--- Provided records Enclosed Below ---
PR #1034, opened 2021-07-28
ROS agent mission start fix

sah-huawei:
Fixes ROS agent position being off by half car-length because Mission starts were assumed to be from the front-bumper.

Also fixed a bug with a bad reference to `self._log` in a static method that I saw along the way.

Also removed some unnecessary checks from the test node (since they were risky due to race conditions and since it's not being used primarily to "test" sending the initial agents). 

(replaces obsolete/cancelled PR #1033)

### DIFF
--- a/smarts/core/scenario.py
+++ b/smarts/core/scenario.py
@@ -29,7 +29,7 @@ from dataclasses import dataclass, field
 from functools import lru_cache
 from itertools import cycle, product
 from pathlib import Path
-from typing import Any, Dict, Sequence, Tuple
+from typing import Any, Dict, Optional, Sequence, Tuple
 
 import numpy as np
 from cached_property import cached_property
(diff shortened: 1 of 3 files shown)


smarts/core/scenario.py
```diff
@@ -52,12 +52,14 @@
 class Start:
     position: Tuple[int, int]
     heading: Heading
+    from_front_bumper: Optional[bool] = True
```
Gamenot, line 55: This seems overly specific to me since we are now explicit about the vehicle feature in relation to the "start line". Common formats I remember are: front bumper, center, center of gravity, and back axle. As is, this is an interface change that will require a future change.

I think to go through it will require a new issue at minimum.

Gamenot (approved):

smarts/core/scenario.py
sah-huawei: Yeah, I agree with this being less than ideal.  (And you can look at the PR that I originally opened and then rejected for an even more less-than-ideal solution!)  So I'm definitely open to suggestions as to alternatives you think are better!

However, re it being an interface change, I have a couple of thoughts related to that:
- it's technically not an interface change because it's optional (and defaults to True, which is what it was before)so no existing users will have to change their code.
- but even so, recall this is already for the `0.5` branch (which has significant interface changes)

sah-huawei: Do we want to just scrap the `Start` class altogether and switch `Mission` over to use `Pose` instead?

PR #1037, opened 2021-07-30
Instantiate social agent buffer only if needed

Adaickalavan:
Instantiate social agent buffer only if needed.

### DIFF
--- a/smarts/core/agent_manager.py
+++ b/smarts/core/agent_manager.py
@@ -456,6 +456,10 @@ class AgentManager:
         self._social_agent_data_models[agent_id] = agent_model
 
     def start_social_agent(self, agent_id, social_agent, agent_model):
+        if not self._remote_agent_buffer:
+            self._remote_agent_buffer = RemoteAgentBuffer(
+                zoo_manager_addrs=self._zoo_addrs
+            )
         remote_agent = self._remote_agent_buffer.acquire_remote_agent()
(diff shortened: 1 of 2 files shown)


sah-huawei (approved):

smarts/core/agent_manager.py
```diff
@@ -319,7 +321,12 @@ def switch_initial_agents(self, agent_interfaces: Dict[str, AgentInterface]):
 
     def setup_agents(self, sim):
         self.init_ego_agents(sim)
-        self.setup_social_agents(sim)
+        if sim.scenario.social_agents:
+            if not self._remote_agent_buffer:
+                self._remote_agent_buffer = RemoteAgentBuffer(
+                    zoo_manager_addrs=self._zoo_addrs
+                )
+            self.setup_social_agents(sim)
```
Gamenot, line 329: I think the `RemoteAgentBuffer` instance creation should sit in the `setup_social_agents()` to eliminate this private call dependency for the public `setup_social_agents()`.

Gamenot (changes requested):
One change needed but definitely an improvement

smarts/core/agent_manager.py
Adaickalavan: The `RemoteAgentBuffer` class creation has been moved into `setup_social_agents()` function.

Gamenot (approved):

PR #1038, opened 2021-07-30
ULTRA Update done criteria

JenishPatel99:
To stop vehicles from sliding into the oncoming traffic lanes, the `wrong_way` criteria should be enforced. This will terminate an episode if the vehicle goes into another lane. I do believe this necessary for our continuous policies to properly complete a scenario without driving in the opposite lane @christianjans Let me know your thoughts on this one

### DIFF
--- a/ultra/ultra/baselines/agent_spec.py
+++ b/ultra/ultra/baselines/agent_spec.py
@@ -24,7 +24,7 @@ import numpy as np
 import torch, yaml, os, inspect, dill
 
 from smarts.core.agent import AgentSpec
-from smarts.core.agent_interface import AgentInterface
+from smarts.core.agent_interface import AgentInterface, DoneCriteria
 from ultra.baselines.common.yaml_loader import load_yaml
 import ultra.adapters as adapters
 
@@ -111,6 +111,7 @@ class BaselineAgentSpec(AgentSpec):
                 interface=AgentInterface(
                     **adapter_interface_requirements,
                     max_episode_steps=max_episode_steps,
+                    done_criteria=DoneCriteria(wrong_way=True)
                     debug=True,
                 ),
                 agent_params=dict(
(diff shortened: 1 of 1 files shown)


christianjans:
I think the `wrong_way` actually terminates the episode if the agent is moving in the wrong direction (backwards from the direction of the mission I assume?). https://github.com/huawei-noah/SMARTS/blob/e3681e7a04b7f4cc448525900fe65b5f76415bcb/smarts/core/agent_interface.py#L181-L184 This can happen even if the agent is in the correct lane.

I'm not sure how this would impact and/or restrict our baselines. I don't think I have ever seen any drive in the wrong direction before.

JenishPatel99:
> I think the `wrong_way` actually terminates the episode if the agent is moving in the wrong direction (backwards from the direction of the mission I assume?).
> 
> https://github.com/huawei-noah/SMARTS/blob/e3681e7a04b7f4cc448525900fe65b5f76415bcb/smarts/core/agent_interface.py#L181-L184
> 
> This can happen even if the agent is in the correct lane.
> I'm not sure how this would impact and/or restrict our baselines. I don't think I have ever seen any drive in the wrong direction before.

Yeah, you are correct. For some reason, when I first checked scenarios on envision with wrong_way=True, it seems to terminate when ego was in opposite lanes. However, I checked it again, and now the wrong_way is actually terminating scenarios at intersections where it seems that the ego vehicle is doing nothing wrong. 

However, I am still kind of puzzled why does the ego vehicle go off the mission route  (i.e. in the west lane post turn) but no termination is registered. However, I will close this pull request.

christianjans:
> However, I am still kind of puzzled why does the ego vehicle go off the mission route (i.e. in the west lane post turn) but no termination is registered. However, I will close this pull request.

Yes I agree, I would have thought that the `off_route` criteria would cover this problem: https://github.com/huawei-noah/SMARTS/blob/e3681e7a04b7f4cc448525900fe65b5f76415bcb/smarts/core/agent_interface.py#L173-L174

PR #4953, opened 2026-01-04
Allow mining / replacing by tag

### LINKED ISSUE #1089: 'Block' parameters in commands should support tags

ZacSharp:
Now that I know we can use tags I figured I'd try how this would work out.

Closes #1089

### DIFF
--- a/src/api/java/baritone/api/command/datatypes/ForBlockOptionalMeta.java
+++ b/src/api/java/baritone/api/command/datatypes/ForBlockOptionalMeta.java
@@ -18,28 +18,13 @@
 package baritone.api.command.datatypes;
 
 import baritone.api.command.exception.CommandException;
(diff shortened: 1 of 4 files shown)


BaoLam-hue:
May I ask, what is the use of tags in mining?

PR #4968, opened 2026-02-16
elytra jump takeoff

rfresh2:
in 1.12, efly takeoff was decided by the server. 

to be reliable on high latency, baritone needed to walk off a cliff to get fall distance

but in modern mc, takeoff is controlled client side and latency is no longer an issue

so we can just jump in place and go immediately

### DIFF
--- a/src/main/java/baritone/process/ElytraProcess.java
+++ b/src/main/java/baritone/process/ElytraProcess.java
@@ -18,16 +18,12 @@
 package baritone.process;
 
 import baritone.Baritone;
-import baritone.api.IBaritone;
 import baritone.api.event.events.*;
 import baritone.api.event.events.type.EventState;
 import baritone.api.event.listener.AbstractGameEventListener;
 import baritone.api.pathing.goals.Goal;
 import baritone.api.pathing.goals.GoalBlock;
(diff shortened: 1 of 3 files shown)


src/main/java/baritone/process/ElytraProcess.java
```diff
@@ -205,74 +191,55 @@ public PathingCommand onTick(boolean calcFailed, boolean isSafeToCancel) {
...
-                            (fall.getSrc().x + fall.getDest().x) / 2,
-                            (fall.getSrc().y + fall.getDest().y) / 2,
-                            (fall.getSrc().z + fall.getDest().z) / 2
+            final boolean canStartFlying = !ctx.player().isOnGround() && !ctx.player().isFallFlying();
+
+            if (canStartFlying) {
+                this.state = State.START_FLYING;
+            } else {
+                // todo: would be better if we searched for a safe pos to takeoff from, and then pathed directly there
+                if (System.currentTimeMillis() - startedJumpStateTime > 2500) {
```
leijurv, line 218: I'd rather count ticks than millis

leijurv:
can i see a screen recording

PR #4979, opened 2026-03-15
renderGoalXZBeacon issue fix

Azzar-Aixel:
Fixed by implementing a custom Beacon Beam RenderPipeline using `RenderPipelines#register` with depth testing disabled. 
Because the `register` method is private and couldn't be exposed through an AccessWidener (no idea why the AccessWidener isn't working despite setup correctly), it is accessed via mixin instead.

A custom event (`RenderBlockEntitiesEvent`) was also introduced, and the beacon beam rendering helpers were ported from the Minecraft client source and adapted to work with the new pipeline.

`RenderBlockEntitiesEvent` is used instead of `RenderEvent` because rendering the beam in the general render stage causes noticeable misalignment when the camera FOV changes (e.g., sprinting) or when the camera moves. Rendering during the block entity stage ensures the correct pose stack and camera transforms are applied, keeping the beam aligned with the world.

Using `RenderEvent` 

image

Using `RenderBlockEntitiesEvent`

image

### DIFF
--- a/src/main/java/baritone/utils/IRenderer.java
+++ b/src/main/java/baritone/utils/IRenderer.java
@@ -28,18 +28,14 @@ import com.mojang.blaze3d.platform.DepthTestFunction;
 import com.mojang.blaze3d.platform.DestFactor;
 import com.mojang.blaze3d.platform.SourceFactor;
 import com.mojang.blaze3d.vertex.*;
-import com.mojang.math.Axis;
 import net.minecraft.client.Minecraft;
 import net.minecraft.client.renderer.RenderPipelines;
-import net.minecraft.client.renderer.SubmitNodeCollector;
 import net.minecraft.client.renderer.blockentity.BeaconRenderer;
 import net.minecraft.client.renderer.rendertype.RenderSetup;
 import net.minecraft.client.renderer.rendertype.RenderType;
 import net.minecraft.client.renderer.rendertype.RenderTypes;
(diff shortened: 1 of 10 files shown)


src/main/java/baritone/utils/IRenderer.java
```diff
@@ -173,4 +214,58 @@ static void emitLine(BufferBuilder bufferBuilder, PoseStack stack, Vec3 start, V
         emitLine(bufferBuilder, stack, start.x - vpX, start.y - vpY, start.z - vpZ, end.x - vpX, end.y - vpY, end.z - vpZ, lineWidth);
     }
 
+    static RenderType beaconBeam(Identifier identifier, boolean bl) {
+        return BEACON_BEAM.apply(identifier, bl);
+    }
+
+    static void submitBeaconBeam(PoseStack poseStack, SubmitNodeCollector submitNodeCollector, Identifier identifier, float f, float g, int i, int j, int k, float h, float l) {
```
leijurv: this looks pasted from decompiled code

Azzar-Aixel: yeah, this is a bad idea as i used the decompiled src code to render the beam, well shit... i have to find another way to code it's own beacon beam renderer.

Azzar-Aixel:
done, added a custom renderer for the beacon XZ goal instead of just rendering using the (copied) decompiled code.

leijurv:
okay I guess this is fine

PR #4983, opened 2026-03-30
neo 1.21.11 + update unimined & gradle

rfresh2:
neo build was broken on unimined 1.2.9 and dropped from the initial port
--- End of Enclosed Provided records ---
What is being asked — Go line by line through the data above and report each one that holds the string "events".

Your response —
 import baritone.api.event.events.*;
 import baritone.api.event.events.type.EventState;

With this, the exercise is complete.